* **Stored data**
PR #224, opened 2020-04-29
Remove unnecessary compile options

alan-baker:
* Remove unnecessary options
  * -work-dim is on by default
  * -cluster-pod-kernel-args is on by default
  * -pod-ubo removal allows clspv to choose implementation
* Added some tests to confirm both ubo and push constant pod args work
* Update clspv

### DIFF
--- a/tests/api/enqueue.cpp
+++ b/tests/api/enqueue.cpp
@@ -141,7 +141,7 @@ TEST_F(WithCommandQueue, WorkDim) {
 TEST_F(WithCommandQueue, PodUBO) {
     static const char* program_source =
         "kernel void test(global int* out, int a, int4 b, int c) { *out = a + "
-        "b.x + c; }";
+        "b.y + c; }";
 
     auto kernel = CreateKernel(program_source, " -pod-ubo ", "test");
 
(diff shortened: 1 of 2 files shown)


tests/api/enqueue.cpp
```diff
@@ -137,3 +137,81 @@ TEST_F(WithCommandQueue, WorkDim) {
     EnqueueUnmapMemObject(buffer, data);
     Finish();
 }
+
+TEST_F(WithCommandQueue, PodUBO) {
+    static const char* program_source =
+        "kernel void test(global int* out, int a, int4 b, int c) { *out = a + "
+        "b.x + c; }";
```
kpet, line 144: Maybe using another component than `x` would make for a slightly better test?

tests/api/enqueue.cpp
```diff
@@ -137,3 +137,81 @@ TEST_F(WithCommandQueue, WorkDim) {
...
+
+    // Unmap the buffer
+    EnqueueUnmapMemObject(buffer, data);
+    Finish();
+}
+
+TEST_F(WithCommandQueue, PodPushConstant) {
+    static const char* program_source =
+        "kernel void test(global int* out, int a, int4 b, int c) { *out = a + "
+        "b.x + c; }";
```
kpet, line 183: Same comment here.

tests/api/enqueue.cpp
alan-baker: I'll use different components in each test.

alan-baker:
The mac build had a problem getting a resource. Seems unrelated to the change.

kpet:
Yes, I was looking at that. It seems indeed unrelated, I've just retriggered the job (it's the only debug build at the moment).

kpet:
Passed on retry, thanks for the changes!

* **PROBLEM DETAILS**
Look through the entries above and find each line where the word "EnqueueUnmapMemObject" occurs; copy those lines.

* **EXERCISE ANSWER**
     EnqueueUnmapMemObject(buffer, data);
+    EnqueueUnmapMemObject(buffer, data);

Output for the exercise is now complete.